EXERCISE INSTRUCTIONS:
Repeat exactly the lines from the first line of the records through the line containing "TLDR: for consistency", and nothing more.

(Saved entries)
PR #274, opened 2017-09-06
add new platform: Baite ST-Link V2 clone

tsaitgaist:


tsaitgaist:
TLDR: for consistency across ST-Link V2 clones you can switch SWCLK from PB13 to PA5 and SWDIO from PB12 to PB14.

PA5 is connected to PB13 on both the Aluminium ST-Link V2 clone (for which there is already a BMP firmware) and Baite ST-Link V2 clone (supported by this commit). Thus it does not matter which pin is used and you can interchange both. I think at the time I did not check what the settings for the existing ST-Link V2 clone firmware was and just picked a signal connected to the right pin on the connector.
On both adapters there is a 220R in-line resistor on the SWCLK output, but this is just a protection (current limiting) resistor so the dongle can't provide up to 40mA at 3.3V in case a connection is wrong, preventing damaging the hardware you are debugging.
Regarding PB12 and PB14, I picked PB12 because it has an in-line 100R protection resistor while PB14 doesn't. But my schematic/reverse engineering was wrong. There is also a 220R resistor. Thus choosing PB14 just adds protection, but too much protection could weaken the signal.

JojoS62:
thanks for your feedback, I got it.
I can also recommend to remove the 620 R pull up below the LED, then the VCP can be tested with a nullmodem connection between Tx and Rx pins.

JojoS62:
another problem: I've tried the dfu upgrade via the stm32_mem.py script. This fails when I use the binaries created like this:
```
make clean
make
cd src
make PROBE_HOST=baite
```

the dfu update in stlink version works, and it must be created without building the native probe first:
```
make clean
make PROBE_HOST=stlink
```

I think the prblem is in the makefile, I haven't compared everything. Do you have an idea why the build must be done in different ways?

JojoS62:
found something... I've merged your baite branch into the actual master, there the usb driver name has changed:
```
$ git diff
diff --git a/src/platforms/baite/platform.h b/src/platforms/baite/platform.h
index 0200691..e3f5847 100644
--- a/src/platforms/baite/platform.h
+++ b/src/platforms/baite/platform.h
@@ -85,7 +85,7 @@
 #define UART_PIN_SETUP() \
        gpio_set_mode(USBUSART_PORT, GPIO_MODE_OUTPUT_2_MHZ,  \
                      GPIO_CNF_OUTPUT_ALTFN_PUSHPULL, USBUSART_TX_PIN);
-#define USB_DRIVER stm32f103_usb_driver
+#define USB_DRIVER st_usbfs_v1_usb_driver
 #define USB_IRQ    NVIC_USB_LP_CAN_RX0_IRQ
 #define USB_ISR    usb_lp_can_rx0_isr
 /* Interrupt priorities.  Low numbers are high priority.
diff --git a/src/platforms/baite/usbdfu.c b/src/platforms/baite/usbdfu.c
index efd2923..f525ab4 100644
--- a/src/platforms/baite/usbdfu.c
+++ b/src/platforms/baite/usbdfu.c
@@ -68,7 +68,7 @@ int main(void)
        systick_interrupt_enable();
        systick_counter_enable();

-       dfu_init(&stm32f103_usb_driver, DFU_MODE);
+       dfu_init(&st_usbfs_v1_usb_driver, DFU_MODE);

        dfu_main();
 }
```

The dfu update works also, but I have to unplug the baite after calling the update script. After plug in again, the usb update device installs and the I can run the python script with success. There is another diff in the usb_detach() procedure, I will try the different verstion from native/stlink platform.

JojoS62:
Made more progress, the update via stm32_mem.py python scripsts works now, I had to start the app in usbdfu.c / main conditionally:
```
int main(void)
{
	if((GPIOA_CRL & 0x40) == 0x40)
		dfu_jump_app_if_valid();
	dfu_protect(DFU_MODE);
```

tsaitgaist:
Thanks for all the efforts.
- about the USB driver: I've updated the branch to the upstream master and updated the driver name as you mentioned (else compilation would fail)
- I used the opportunity to match the pins to the stlink one (see above)
- some information/explanation about DFU: I only checked if DFU works after flashing the bootloader, which it did since the main application was not flashed and the bootloader would stay in bootloader mode instead of starting the main application since this wasn't valid. The problem is when the application is valid, the DFU bootloader would always jump to it, preventing you to use the bootloader to update the application. To indicate to the bootloader it should not jump to the application, a small trick is used. In src/platforms/common/cdcacm.c dfu_detach_complete() would call platform_request_boot(). This sets GPIOA_CRL to 0x.......8. (enable pull-up on GPIOA1). Then scb_reset_core() is called. This only resets the CM3 core, but not the STM32 peripherals (i.e. leaving the register values intact). When the STM32F103 is fully reset this register defaults to 0x44444444 (see RM0008 reference manual). Thus if the value is not the default one, the bootloader will know not to start the application. This is the check you added. After that the bootloader uses scb_reset_system(), which does a full reset (including the peripherals), allowing the application to start.
- About stm32_mem.py: I wasn't aware of this DFU flashing script. I only flashed the Baite dongle using the serial bootloader since dfu-util (the usual DFU flashing application) could not be used to flash over DFU because of the low advertised flash size (too low for the blackmagic firmware). This size is ignored by stm32_mem.py, which allows to flash over DFU. I mentioned it in the README.

tsaitgaist:
Thanks for all the efforts.
- about the USB driver: I've updated the branch to the upstream master and updated the driver name as you mentioned (else compilation would fail)
- I used the opportunity to match the pins to the stlink one (see above)
- some information/explanation about DFU: I only checked if DFU works after flashing the bootloader, which it did since the main application was not flashed and the bootloader would stay in bootloader mode instead of starting the main application since this wasn't valid. The problem is when the application is valid, the DFU bootloader would always jump to it, preventing you to use the bootloader to update the application. To indicate to the bootloader it should not jump to the application, a small trick is used. In src/platforms/common/cdcacm.c dfu_detach_complete() would call platform_request_boot(). This sets GPIOA_CRL to 0x.......8. (enable pull-up on GPIOA1). Then scb_reset_core() is called. This only resets the CM3 core, but not the STM32 peripherals (i.e. leaving the register values intact). When the STM32F103 is fully reset this register defaults to 0x44444444 (see RM0008 reference manual). Thus if the value is not the default one, the bootloader will know not to start the application. This is the check you added. After that the bootloader uses scb_reset_system(), which does a full reset (including the peripherals), allowing the application to start.
- About stm32_mem.py: I wasn't aware of this DFU flashing script. I only flashed the Baite dongle using the serial bootloader since dfu-util (the usual DFU flashing application) could not be used to flash over DFU because of the low advertised flash size (too low for the blackmagic firmware). This size is ignored by stm32_mem.py, which allows to flash over DFU. I mentioned it in the README.

JojoS62:
Thanks for regarding the changes. Thanks also to @UweBonnes, I found the bootloader trick by comparing your branch to his stlink version. Both could be merged into one version, but it becomes confusing with too much different hardware in one source. I'm happy with this version, updates for new targets should be indendent of the probe hardware and are now easy to install.

UweBonnes:
The patches for a user defined dfu-util size string have not been applied to dfu-util.

JojoS62:
Ooh, got that wrong. But stm32_mem.py works fine.

DieHertz:
Works like charm for me, thank you!

tink3r:
Works perfectly here as well, many thanks for the effort. SWD+USART in a handy little package - beats STlink any day :-) My hardware version is based on the STM32F101 with 128K flash and unoficial USB. No problems so far and especially no issues with the bootloader as opposed to f103 64K versions.

hydra:
what's required to get this merged into master?

UweBonnes:
Well, maintaining a whole new platform is tedious. The name "baite" is also generic. Where is a schematics for that platform? On what port pins are the function pins?  From what I deciphered, "baite" can also be seen as a variant of the stlink platform with minimal changes: https://github.com/UweBonnes/blackmagic/tree/baite. However I don't have a baite platform to test. 
Applying minimal changes to the slink platform to support "baite" have better changces for adoption. Test reports for https://github.com/UweBonnes/blackmagic/tree/baite have been minimal.

hydra:
some related Baite info here:

https://wiki.cuvoodoo.info/doku.php?id=jtag#baite

schematics:

https://wiki.cuvoodoo.info/lib/exe/fetch.php?media=jtag:baite.pdf

UweBonnes:
What about testing and commenting my branch?

DieHertz:
Both this and your branches worked for me last time I checked.

hydra:
I'll try and find sometime to update my probes ASAP.

hydra:
I confirm @DieHertz 's findings. both branches work fine for me, tested only with STM32F405RG and STM32F722RE

I got a brand new Baite V2 board out of it's bag, built it, and flashed it using the SWD port on the Baite V2 and was able to scan for targets, mass-erase the above CPU's, upload code to them, step-debug in Eclipse and also attach to running targets.

I also tested the BMP USB-UART functionality that is very handy on the Baite V2 and that worked fine for connecting to my targets.

hydra:
I also tested the BMP USB-UART functionality that is very handy on the Baite V2 and that worked fine for connecting to my targets on the tsaitgait/baite-platform branch, but *NOT* on the usebonnes/baite branch.

hydra:
I just rebased the tsaitgaist/baite-platform against master today and reflashed to see if it works, it does.

It also detects the H74x now too:

```
GNU gdb (GNU Tools for Arm Embedded Processors 7-2018-q2-update) 8.1.0.20180315-git
Copyright (C) 2018 Free Software Foundation, Inc.
There is NO WARRANTY, to the extent permitted by law.  Type "show copying"
and "show warranty" for details.
This GDB was configured as "--host=i686-w64-mingw32 --target=arm-none-eabi".
<http://www.gnu.org/software/gdb/bugs/>.
For help, type "help".
Type "apropos word" to search for commands related to "word".
Remote debugging using COM9
Target voltage: unknown
Available Targets:
No. Att Driver
 1      STM32H74x
```

hydra:
Today I had cause to compile the target with debug enabled, it didn't compile. I fixed it and tested debug mode, changes in this commit here:

https://github.com/hydra/blackmagic/commit/617ef41edb9200b210d1e0449e1c66d95a0bb377

UweBonnes:
The baite is not worth a new platform! It is only a variant of the Stlink platform, it is the same wiring as the white standalone STM Stlink https://www.st.com/content/st_com/en/products/development-tools/hardware-development-tools/hardware-development-tools-for-stm32/st-link.html. Only the version bits need to be detected. I will accept a rework of the stlink platform that recognizes the baite and does no harm to the other platform.

hydra:
@UweBonnes ok understood.  Perhaps @tsaitgaist can have a go at that?  In the mean time this is working code for those that want to use it.

hydra:
@UweBonnes Just doing a bit more testing today with latest code, it seems that I'm unable to restart my target (STM32H750) the way I was doing it before...

I use eclipse gdb integration to do the restart.  
With master of 14bedcc it worked fine - The source view would show me the source to the startup handler assembly code.
With master of dcd20ef it doesn't work - I get a view like this:

```
MY.elf	
	Thread #1 <main> (Suspended : Signal : SIGSEGV:Segmentation fault)	
		0x0	
```

Do you think there's something out of date in the baite patches or is this a different issue with the master code base?  would a debug log help?

UweBonnes:
This looks like a crash in the H7.  If you are sure BMP is the culprit, bisect!

hydra:
Yeah, that's what I thought, but it's not!

The *exact* same binaries I'm using for testing work fine when the probe is re-flashed with the old probe firmware.

Here's a debug log.


```
*** Unsupported packet: vMustReplyEmpty
*** Unsupported packet: Hg0
*** Unsupported packet: qTStatus
TARGETID 04500041
 AP   0: IDR=84770001 CFG=00000000 BASE=e00fe003 CSW=43800040
0xe000e000: Generic IP component - Cortex-M4 SCS (System Control Space)
-> cortexm_probe
0xe0001000: Generic IP component - Cortex-M3 DWT (Data Watchpoint and Trace)
0xe0002000: Generic IP component - Cortex-M7 FBP (Flash Patch and Breakpoint)
0xe0000000: Generic IP component - Cortex-M3 ITM (Instrumentation Trace Module)
0xe0041000: Debug component - Cortex-M7 ETM (Embedded Trace)
0xe0043000: Debug component - CoreSight CTI (Cross Trigger)
 AP   1: IDR=84770001 CFG=00000000 BASE=00000002 CSW=43800040
Fault reading ID registers
 AP   2: IDR=54770002 CFG=00000000 BASE=e00e0003 CSW=80000040
0xe00e3000: 0x0 <- does not match preamble (0xB105000D)
0xe00e4000: 0x0 <- does not match preamble (0xB105000D)
0xe00e5000: PrimeCell peripheral - Unknown (PIDR = 0x4001bb101)
Fault reading ID registers
*** Unsupported packet: qC
*** Unsupported packet: Hg0
*** Unsupported packet: qOffsets
*** Unsupported packet: qSymbol::
*** Unsupported packet: qfThreadInfo
*** Unsupported packet: qL1200000000000000000
m packet: addr = 165c, len = 4
m packet: addr = 165c, len = 2
*** Unsupported packet: qL1200000000000000000
Flash Erase 08000000 00020000
 started cr 00000034 sr 00000005
Flash Write 08000000 00000298
Flash Write 08000298 000003C8
Flash Write 08000660 000003B0
Flash Write 08000A10 000003C0
Flash Write 08000DD0 000003C0
Flash Write 08001190 000003D0
Flash Write 08001560 000003D0
Flash Write 08001930 000003B0
Flash Write 08001CE0 000003D0
Flash Write 080020B0 000003C0
Flash Write 08002470 000003C0
Flash Write 08002830 000003C0
Flash Write 08002BF0 000003C0
Flash Write 08002FB0 000003D0
Flash Write 08003380 000003D0
Flash Write 08003750 000003E0
Flash Write 08003B30 000003D0
Flash Write 08003F00 000003C0
Flash Write 080042C0 000003C0
Flash Write 08004680 000003C0
Flash Write 08004A40 000003D0
Flash Write 08004E10 000003E0
Flash Write 080051F0 000003D0
Flash Write 080055C0 000003D0
Flash Write 08005990 000003C0
Flash Write 08005D50 000003D0
Flash Write 08006120 000003C0
Flash Write 080064E0 000003C0
Flash Write 080068A0 000003C0
Flash Write 08006C60 000003D0
Flash Write 08007030 000003B0
Flash Write 080073E0 000003C0
Flash Write 080077A0 000003B0
Flash Write 08007B50 000003C0
Flash Write 08007F10 000003C0
Flash Write 080082D0 000003D0
Flash Write 080086A0 000003C0
Flash Write 08008A60 000003C0
Flash Write 08008E20 000003D0
Flash Write 080091F0 000003D0
Flash Write 080095C0 000003E0
Flash Write 080099A0 000003D0
Flash Write 08009D70 000003D0
Flash Write 0800A140 000003C0
Flash Write 0800A500 000003D0
Flash Write 0800A8D0 000003E0
Flash Write 0800ACB0 000003D0
Flash Write 0800B080 000003D0
Flash Write 0800B450 000003D0
Flash Write 0800B820 000003E0
Flash Write 0800BC00 000003D0
Flash Write 0800BFD0 000003D0
Flash Write 0800C3A0 000003D0
Flash Write 0800C770 000003D0
Flash Write 0800CB40 000003C0
Flash Write 0800CF00 000003C0
Flash Write 0800D2C0 000003D0
Flash Write 0800D690 000003C0
Flash Write 0800DA50 000003B0
Flash Write 0800DE00 000003D0
Flash Write 0800E1D0 000003D0
Flash Write 0800E5A0 000003C0
Flash Write 0800E960 000003C0
Flash Write 0800ED20 000003C0
Flash Write 0800F0E0 000003D0
Flash Write 0800F4B0 000003D0
Flash Write 0800F880 000003D0
Flash Write 0800FC50 000003D0
Flash Write 08010020 000003D0
Flash Write 080103F0 000003E0
Flash Write 080107D0 000003C0
Flash Write 08010B90 000003B0
Flash Write 08010F40 000003B0
Flash Write 080112F0 00000390
Flash Write 08011680 000003D0
Flash Write 08011A50 000003D0
Flash Write 08011E20 000003D0
Flash Write 080121F0 000003D0
Flash Write 080125C0 000003E0
Flash Write 080129A0 000003E0
Flash Write 08012D80 000003E0
Flash Write 08013160 000003E0
Flash Write 08013540 000003D0
Flash Write 08013910 00000368
Flash Write 08013C78 000003D8
Flash Write 08014050 00000278
Flash Write 080142C8 00000008
Flash Write 080142D0 00000004
Flash Write 080142D4 00000004
Flash Write 080142D8 00000170
Flash Write 08014448 00000240
Flash Write 08018000 000003C0
Flash Write 080183C0 000003D0
Flash Write 08018790 000003D0
Flash Write 08018B60 000003D0
Flash Write 08018F30 00000190
*** Unsupported packet: Pf=d8050008
*** Unsupported packet: qL1200000000000000000
m packet: addr = 80005d8, len = 4
m packet: addr = 80005d8, len = 2
m packet: addr = 80005da, len = 2
*** Unsupported packet: qL1200000000000000000
*** Unsupported packet: qL1200000000000000000
m packet: addr = 20000058, len = 4
m packet: addr = 200001d0, len = 4
m packet: addr = 8018500, len = 40
m packet: addr = 8018620, len = 4
m packet: addr = 8018620, len = 4
m packet: addr = 8018512, len = 2
*** Unsupported packet: vKill;1
*** Unsupported packet: qC
*** Unsupported packet: qAttached
*** Unsupported packet: qOffsets
*** Unsupported packet: Hg0
m packet: addr = 80005d8, len = 4
m packet: addr = 80005d8, len = 2
m packet: addr = 80005da, len = 2
m packet: addr = 8018500, len = 40
m packet: addr = 8018620, len = 4
m packet: addr = 8018620, len = 4
m packet: addr = 8018512, len = 2
m packet: addr = 8018512, len = 2
X packet: addr = 8018512, len = 0
X packet: addr = 8018512, len = 2
*** Unsupported packet: vCont?
*** Unsupported packet: Hc0
```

RESULT:
PR #274, opened 2017-09-06
add new platform: Baite ST-Link V2 clone

tsaitgaist:


tsaitgaist:
TLDR: for consistency across ST-Link V2 clones you can switch SWCLK from PB13 to PA5 and SWDIO from PB12 to PB14.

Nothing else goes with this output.